───── PROVIDED MATERIAL ─────
PR #30409, opened 2025-12-10
MAINT: clean up `setuptools` installs and `setup.py`-related leftovers

rgommers:
No longer used for anything after we dropped Python 3.11 support. There are a few example `setup.py` files in the repo, but it turns out we are not testing those (which is fine).

This takes care of one of the tasks in gh-30311.


rgommers:
There's always one last holdout .... I think we can replace `tools/swig/test/setup.py` with a `meson.build` file. 

EDIT: but it's a pain because there is no package, it just builds some extension modules in-place. So putting back one `setuptools` usage in the relevant CI job.

charris:
Thanks Ralf.

PR #30410, opened 2025-12-10
TST: skip deep recursion tests on TSAN and ASAN builds

kumaraditya303:
Relates #30085

Skip deep recursion tests which need large C stack on TSAN and ASAN builds, these tests would otherwise crash under sanitizers. 

cc @rgommers @ngoldbaum


rgommers (approved):
LGTM, thanks @kumaraditya303. The ASan/TSan detection assumes that CPython itself is also built with ASan/TSan and not only NumPy, but I think that's a fair assumption to make here (one gets weird issues without it, and we don't support such numpy-only builds really).

ngoldbaum:
Thanks @kumaraditya303! We should refactor some of the more complicated skip patterns we've grown like this, it's a really nice cleanup.

Issue #29000, opened 2025-05-18
Make `eig/eigvals` always return complex eigenvalues


ev-br:
For a real-valued input, NumPy's eigenvalue routines currently may return either real or complex eigenvalues: both `eig` and `eigvals` check for imaginary parts being exactly zero, and downcast the output if they are [1].

Other array libraries skip this handholding and always return complex eigenvalues. For instance,

In [10]: torch.linalg.eig(torch.arange(4).reshape(2, 2)*1.0).eigenvalues
Out[10]: tensor([-0.5616+0.j,  3.5616+0.j])

A recent array-api discussion [2], had a question if NumPy would consider changing this value-dependent behavior and always return a complex array for eigenvalues?

What is the downstream effect. Were we starting from scratch, I'd expect that doing `real_if_close` is not that taxing for a user---and in fact in the vast majority of use cases it's just not needed.

Since we're not starting from scratch, and to roughly assess the blast radius, I applied the following patch (hidden under the fold), and ran tests for scipy, scikit-learn and scikit-image. 

Here's the summary: 

**scipy**:

SciPy: 4 failures in scipy.signal, all look trivial to fix

FAILED signal/tests/test_dltisys.py::TestStateSpaceDisc::test_properties - AssertionError: dtypes do not match.
FAILED signal/tests/test_dltisys.py::TestTransferFunction::test_properties - AssertionError: dtypes do not match.
FAILED signal/tests/test_ltisys.py::TestStateSpace::test_properties - AssertionError: dtypes do not match.
FAILED signal/tests/test_ltisys.py::TestTransferFunction::test_properties - AssertionError: dtypes do not match.

**scikit-learn**:

all tests pass

**scikit-image**:

FAILED measure/tests/test_fit.py::test_ellipse_model_estimate - TypeError: unsupported operand type(s) for %=: 'numpy.complex128' and 'float'
FAILED measure/tests/test_fit.py::test_ellipse_parameter_stability - TypeError: unsupported operand type(s) for %=: 'numpy.complex128' and 'float'
FAILED measure/tests/test_fit.py::test_ellipse_model_estimate_from_data - TypeError: unsupported operand type(s) for %=: 'numpy.complex128' and 'float'
FAILED measure/tests/test_fit.py::test_ellipse_model_estimate_from_far_shifted_data - TypeError: unsupported operand type(s) for %=: 'numpy.complex128' and 'float'

[...]

PR #30411, opened 2025-12-10
ENH: linalg: return complex arrays from eigvals/eigvecs

ev-br:
A (simplest) companion to https://github.com/numpy/numpy/issues/29000 : change the dtype of `eig/eigvals` returns from _maybe float if starts align, else complex_ to always complex.

As an opinionated pitch from the long discussion in gh-29000:
- in general, eigenvalues of a non-symmetric matrix are complex
- they may or may not have zero imaginary parts
- NumPy goes out of its way to force-cast to reals if the imaginary parts happen to be zero

Hence this PR proposes to stop going out our way, and return what the math says: complex arrays.
_This is a breaking change_

What is the user impact?

Code search shows two kinds of affected usage:

- Users incorrectly assuming that their matrix has real eigenvalues.

This is typically a sign that the user code genuinely misses a case where the eigenvalues are not on a real line.
Example: https://github.com/scikit-image/scikit-image/issues/7013#issuecomment-1583203321
Note that this scikit-image issue is that the scikit-image code assumes real eigenvalues and fails where they are genuinely not.

The downstream fix could be along the lines of adding in the user code

```
if w.imag == 0:
     w = w.real
```

to bring the behavior to what it is today. If wanted, they can add a warning asking a user to report the reproducer, as the scikit-learn issue asks for.

- A long tail of one-off scripts which do `eigvals(covariance_matrix)`.

For a covariance matrix, we know that it's positive definite and the eigenvalues actually are real-values. Hence the fix is to use `eigh` instead.
I think the best we can do is to add a note to this effect.

-------------------------------

An opinionated summary of alternatives discussed in gh-29000:

- Make `eig` emit a warning of impending change.

The warning is extraneous and annoying for those users who are not affected or have already adapted.

- Add a kwarg to control the return type.

I frankly don't think it's very useful to users. Large, well-maintained users can just make the change. The long tail of incorrect usage is unlikely to be able to adapt twice (add the keyword, adapt to the change, wait for a couple of years, remove the keyword)

- Add a new (pair of) function(s) to eventually replace `eig` and `eigvals`.

Feels like a lot of churn across the ecosystem.


ev-br:
Here is a quick session of downstream testing: I ran test suites for SciPy, scikit-learn, scikit-image, networkx and pandas.

Short version: scipy has small issues which I'll take care of; scikit-image has a small issue which I'm volunteering to fix to restore the status quo; scikit-learn and networkx are not affected; pandas is most likely not affected. Testing notes are under the fold.

I'm happy to both run tests for other downstream projects (which ones?), and send downstream patches to restore the status quo after this PR lands (assuming that it is, of course).

<details>

```
Build / install patched numpy
-----------------------------

$ cd repos/numpy
$ python -m build .
$ pip install dist/numpy-2.5.0.dev0-cp312-cp312-linux_x86_64.whl
$ cd ~/temp



scikit-learn
------------

$ python -c'import sklearn; print(sklearn.__file__)'
/home/ev-br/.conda/envs/numpy-dev/lib/python3.12/site-packages/sklearn/__init__.py
$ pytest /home/ev-br/.conda/envs/numpy-dev/lib/python3.12/site-packages/sklearn/ -v

....

================================================= 37605 passed, 3945 skipped, 150 xfailed, 65 xpassed, 5402 warnings in 532.40s (0:08:52) =================================================


scikit-image
------------

$ python -c'import skimage; print(skimage.__file__)'
/home/ev-br/.conda/envs/numpy-dev/lib/python3.12/site-packages/skimage/__init__.py
$ pytest /home/ev-br/.conda/envs/numpy-dev/lib/python3.12/site-packages/skimage/ -v

.....

FAILED ../.conda/envs/numpy-dev/lib/python3.12/site-packages/skimage/io/tests/test_pil.py::test_imsave_filelike - ValueError: Unexpected warning: Saving I mode images as PNG is deprecated and will be removed in Pillow 13 (2026-10-15)
FAILED ../.conda/envs/numpy-dev/lib/python3.12/site-packages/skimage/io/tests/test_pil.py::test_all_mono - ValueError: Unexpected warning: Saving I mode images as PNG is deprecated and will be removed in Pillow 13 (2026-10-15)
FAILED ../.conda/envs/numpy-dev/lib/python3.12/site-packages/skimage/measure/tests/test_fit.py::test_ellipse_model_estimate - TypeError: unsupported operand type(s) for %=: 'numpy.complex128' and 'float'
FAILED ../.conda/envs/numpy-dev/lib/python3.12/site-packages/skimage/measure/tests/test_fit.py::test_ellipse_parameter_stability - TypeError: unsupported operand type(s) for %=: 'numpy.complex128' and 'float'
FAILED ../.conda/envs/numpy-dev/lib/python3.12/site-packages/skimage/measure/tests/test_fit.py::test_ellipse_model_estimate_from_data - TypeError: unsupported operand type(s) for %=: 'numpy.complex128' and 'float'
FAILED ../.conda/envs/numpy-dev/lib/python3.12/site-packages/skimage/measure/tests/test_fit.py::test_ellipse_model_estimate_from_far_shifted_data - TypeError: unsupported operand type(s) for %=: 'numpy.complex128' and 'float'
ERROR ../.conda/envs/numpy-dev/lib/python3.12/site-packages/skimage/io/tests/test_io.py::test_imread_http_url
===================================================== 6 failed, 8404 passed, 130 skipped, 289 warnings, 1 error in 134.77s (0:02:14) =====================================================



networkx
--------

$ python -c'import networkx; print(networkx.__file__)'
/home/ev-br/.conda/envs/numpy-dev/lib/python3.12/site-packages/networkx/__init__.py
$ pytest /home/ev-br/.conda/envs/numpy-dev/lib/python3.12/site-packages/networkx/ -v

......

==================================================================================== warnings summary ====================================================================================
.conda/envs/numpy-dev/lib/python3.12/site-packages/networkx/algorithms/link_analysis/tests/test_hits.py::TestHITS::test_hits_numpy
  /home/ev-br/.conda/envs/numpy-dev/lib/python3.12/site-packages/networkx/algorithms/link_analysis/hits_alg.py:229: ComplexWarning: Casting complex values to real discards the imaginary part
    hubs = dict(zip(G, map(float, h)))

.conda/envs/numpy-dev/lib/python3.12/site-packages/networkx/algorithms/link_analysis/tests/test_hits.py::TestHITS::test_hits_numpy
  /home/ev-br/.conda/envs/numpy-dev/lib/python3.12/site-packages/networkx/algorithms/link_analysis/hits_alg.py:230: ComplexWarning: Casting complex values to real discards the imaginary part
    authorities = dict(zip(G, map(float, a)))

-- Docs: https://docs.pytest.org/en/stable/how-to/capture-warnings.html
=========================================================== 6955 passed, 78 skipped, 1 xfailed, 2 warnings in 87.36s (0:01:27) ===========================================================


pandas
------

$ python -c'import pandas; print(pandas.__file__)'
/home/ev-br/.conda/envs/numpy-dev/lib/python3.12/site-packages/pandas/__init__.py
$ pytest /home/ev-br/.conda/envs/numpy-dev/lib/python3.12/site-packages/pandas/ -v

...

============================================================ 619 failed, 178346 passed, 26527 skipped, 1017 xfailed, 85 xpassed, 157 warnings, 783 errors in 1271.67s (0:21:11) =============================================================


But, all failures/erros seem to be IO related (files, html etc)
```

</details>

jorenham:
Coincidentally I was just working on the `eig[vals]` stubs yesterday, and it bothered me that it wasn't possible to accurately describe the return dtype in the stubs, causing them to become rather awkward:

https://github.com/numpy/numpy/blob/a64d310e17f67df3f7ef0383362c944eb8003e17/numpy/linalg/_linalg.pyi#L287-L299

So yea I like this :)

And on that note, it would help if you could also update the stubs accordingly now :)
(You'll have to rebase on main first though)

mattip:
Reformatted the release note

ev-br:
Updated to maintain strict backwards compatibility of root-finding routines. The reasoning is:  `np.roots` et al use of companion matrices is an implementation detail, so it's better to not leak it and keep strict backwards compat. This also limits the scope of the change.

<s>The remaining CI failure in `armhf` looks like an unrelated fluke.</s>And indeed, is gone on flushing the CI.

I tested locally that scipy and scikit-learn are not affected by this change (scikit-learn has some tests that rely on numpy's `complex_array > 0` returning True (?); this can be easily fixed but ISTM scikit-learn _ain't broken don't fix_)

The scikit-image fix is https://github.com/scikit-image/scikit-image/pull/8054

Apologies @mattip --- I rebased/force-pushed without checking your edits for the release note; tried recreating your edits manually. 

Types: @jorenham I've to admit I'm lost in the sea of overloads. What is the difference between `_ArrayLike[np.complex64]` and `_AsArrayC128` and `_ToArrayF64`.

jorenham:
> Types: @jorenham I've to admit I'm lost in the sea of overloads. What is the difference between `_ArrayLike[np.complex64]` and `_AsArrayC128` and `_ToArrayF64`.

unlike `_ArrayLike[...]`, `_AsArrayC128_1d` also accepts `list[complex]` (but not `list[float]` because lists are invariant), and `_ToArrayF64_1d` also accepts `Sequence[float]` (so also `list[int]` and `list[bool]` because of covariance).

jorenham (approved):
the stub changes are ok

(although the type-tests also need to be updated, see the mypy errors)

mattip:
Thanks @ev-br

mattip:
> I'm happy to both run tests for other downstream projects (which ones?), and send downstream patches to restore the status quo after this PR lands (assuming that it is, of course).

Let's keep an eye out for breaking issues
─────
**TASK TO CARRY OUT:** All lines from the top of the data through the line containing "A recent array-api" need to be retyped exactly, and nothing more.

**TASK SOLUTION:**
PR #30409, opened 2025-12-10
MAINT: clean up `setuptools` installs and `setup.py`-related leftovers

rgommers:
No longer used for anything after we dropped Python 3.11 support. There are a few example `setup.py` files in the repo, but it turns out we are not testing those (which is fine).

This takes care of one of the tasks in gh-30311.


rgommers:
There's always one last holdout .... I think we can replace `tools/swig/test/setup.py` with a `meson.build` file. 

EDIT: but it's a pain because there is no package, it just builds some extension modules in-place. So putting back one `setuptools` usage in the relevant CI job.

charris:
Thanks Ralf.

PR #30410, opened 2025-12-10
TST: skip deep recursion tests on TSAN and ASAN builds

kumaraditya303:
Relates #30085

Skip deep recursion tests which need large C stack on TSAN and ASAN builds, these tests would otherwise crash under sanitizers. 

cc @rgommers @ngoldbaum


rgommers (approved):
LGTM, thanks @kumaraditya303. The ASan/TSan detection assumes that CPython itself is also built with ASan/TSan and not only NumPy, but I think that's a fair assumption to make here (one gets weird issues without it, and we don't support such numpy-only builds really).

ngoldbaum:
Thanks @kumaraditya303! We should refactor some of the more complicated skip patterns we've grown like this, it's a really nice cleanup.

Issue #29000, opened 2025-05-18
Make `eig/eigvals` always return complex eigenvalues


ev-br:
For a real-valued input, NumPy's eigenvalue routines currently may return either real or complex eigenvalues: both `eig` and `eigvals` check for imaginary parts being exactly zero, and downcast the output if they are [1].

Other array libraries skip this handholding and always return complex eigenvalues. For instance,

In [10]: torch.linalg.eig(torch.arange(4).reshape(2, 2)*1.0).eigenvalues
Out[10]: tensor([-0.5616+0.j,  3.5616+0.j])

A recent array-api discussion [2], had a question if NumPy would consider changing this value-dependent behavior and always return a complex array for eigenvalues?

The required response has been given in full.